◆ WORK REQUIRED:
All lines in the data that hold the word "flags" need copying.

[Start of section]

PR #641, opened 2018-02-28
Fix AEAD corner cases

ni4:
This PR fixes found corner cases in rnp which didn't work properly.
Now it is finally 100% compatible with latest GnuPG master.
Enables AEAD CLI tests as well.

### DIFF
--- a/src/lib/symmetric.c
+++ b/src/lib/symmetric.c
@@ -617,11 +617,13 @@ void
 pgp_cipher_aead_reset(pgp_crypt_t *crypt)
 {
     uint32_t flags = BOTAN_CIPHER_UPDATE_FLAG_FINAL;
-    uint8_t tag[PGP_AEAD_EAX_OCB_TAG_LEN] = {0};
-    size_t  in = 0, out = 0;
-    size_t  len = crypt->aead.decrypt ? crypt->aead.taglen : 0;
-    size_t  dlen = crypt->aead.decrypt ? 0 : crypt->aead.taglen;
+    uint8_t  tag[PGP_AEAD_EAX_OCB_TAG_LEN] = {0};
+    size_t   in = 0, out = 0;
+    size_t   len = crypt->aead.decrypt ? crypt->aead.taglen : 0;
+    size_t   dlen = crypt->aead.decrypt ? 0 : crypt->aead.taglen;
 
+    /* botan_cipher_clear will not work since it resets scheduled key as well
+       so we just finishing operation and ignoring the result */
     botan_cipher_update(crypt->aead.obj, flags, tag, dlen, &out, tag, len, &in);
 }
 
--- a/src/lib/symmetric.c
+++ b/src/lib/symmetric.c
@@ -613,6 +613,18 @@ pgp_cipher_aead_update(pgp_crypt_t *crypt, uint8_t *out, const uint8_t *in, size
     return true;
 }
 
+void
+pgp_cipher_aead_reset(pgp_crypt_t *crypt)
+{
+    uint32_t flags = BOTAN_CIPHER_UPDATE_FLAG_FINAL;
+    uint8_t tag[PGP_AEAD_EAX_OCB_TAG_LEN] = {0};
+    size_t  in = 0, out = 0;
+    size_t  len = crypt->aead.decrypt ? crypt->aead.taglen : 0;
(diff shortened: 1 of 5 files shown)


src/librepgp/stream-parse.c
```diff
@@ -603,7 +616,8 @@ encrypted_src_read_aead_part(pgp_source_encrypted_param_t *param)
         }
     }
 
-    res = encrypted_start_aead_chunk(param, chunkend ? param->chunkidx + 1 : param->chunkidx, lastchunk);
+    res = encrypted_start_aead_chunk(
+      param, chunkend && param->chunkin ? param->chunkidx + 1 : param->chunkidx, lastchunk);
```
dewyatt: I think some parentheses around the ternary conditional expr. would make this a bit clearer.

src/lib/symmetric.c
```diff
@@ -613,6 +613,18 @@ pgp_cipher_aead_update(pgp_crypt_t *crypt, uint8_t *out, const uint8_t *in, size
...
+void
+pgp_cipher_aead_reset(pgp_crypt_t *crypt)
+{
+    uint32_t flags = BOTAN_CIPHER_UPDATE_FLAG_FINAL;
+    uint8_t  tag[PGP_AEAD_EAX_OCB_TAG_LEN] = {0};
+    size_t   in = 0, out = 0;
+    size_t   len = crypt->aead.decrypt ? crypt->aead.taglen : 0;
+    size_t   dlen = crypt->aead.decrypt ? 0 : crypt->aead.taglen;
+
+    botan_cipher_update(crypt->aead.obj, flags, tag, dlen, &out, tag, len, &in);
```
henrydcase: Why not to simply use "botan_cipher_clear"

src/librepgp/stream-write.c
```diff
@@ -331,8 +331,16 @@ encrypted_start_aead_chunk(pgp_dest_encrypted_param_t *param, size_t idx, bool l
     STORE64BE(param->ad + param->adlen - 8, idx);
 
     if (last) {
-        total = idx ? (idx - 1) * param->chunklen : 0;
-        total += param->cachelen + param->chunkout;
+        if (param->chunkout + param->cachelen == 0) {
```
henrydcase: parenthesis also here, please

src/librepgp/stream-write.c
```diff
@@ -331,8 +331,16 @@ encrypted_start_aead_chunk(pgp_dest_encrypted_param_t *param, size_t idx, bool l
...
+            /* we need to clearly reset it since cipher was initialized but not finished */
+            pgp_cipher_aead_reset(&param->encrypt);
+        }
+
+        total = idx * param->chunklen;
+        if (param->cachelen + param->chunkout) {
+            total -= param->chunklen - param->cachelen - param->chunkout;
```
henrydcase: Code is a bit complicated, but I think in theory it is possible that ``chunklen < chachelen``. Which will result in bug here

ronaldtse:
Thanks @ni4 , this looks good once the concerns raised by @henrydcase are resolves!

src/librepgp/stream-parse.c
ni4: Thanks. Replaced it with additional variable and if, seems to look a bit better.

src/lib/symmetric.c
ni4: It will also clear the key, while it is reused with each next chunk.

src/librepgp/stream-write.c
ni4: Okay, thanks

src/librepgp/stream-write.c
ni4: It is safe to use since in the calling function it is checked.
However I also added check here, 'just in case'.

ni4:
@henrydcase @dewyatt Please see the updated PR.

src/lib/symmetric.c
henrydcase: ok, I wouldn't guess that. Can you please add comment why we do that, as it's not obvious?
I'll check if there is a way to improve botan's FFI api

ni4: Updated code with comment. Created issue #645 to sum up what we need to improve in botan

henrydcase: perfect

ronaldtse:
Thank you @ni4 @dewyatt @henrydcase !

[End of section]

◆ SOLUTION TO THIS EXERCISE:
     uint32_t flags = BOTAN_CIPHER_UPDATE_FLAG_FINAL;
     botan_cipher_update(crypt->aead.obj, flags, tag, dlen, &out, tag, len, &in);
+    uint32_t flags = BOTAN_CIPHER_UPDATE_FLAG_FINAL;
+    uint32_t flags = BOTAN_CIPHER_UPDATE_FLAG_FINAL;
+    botan_cipher_update(crypt->aead.obj, flags, tag, dlen, &out, tag, len, &in);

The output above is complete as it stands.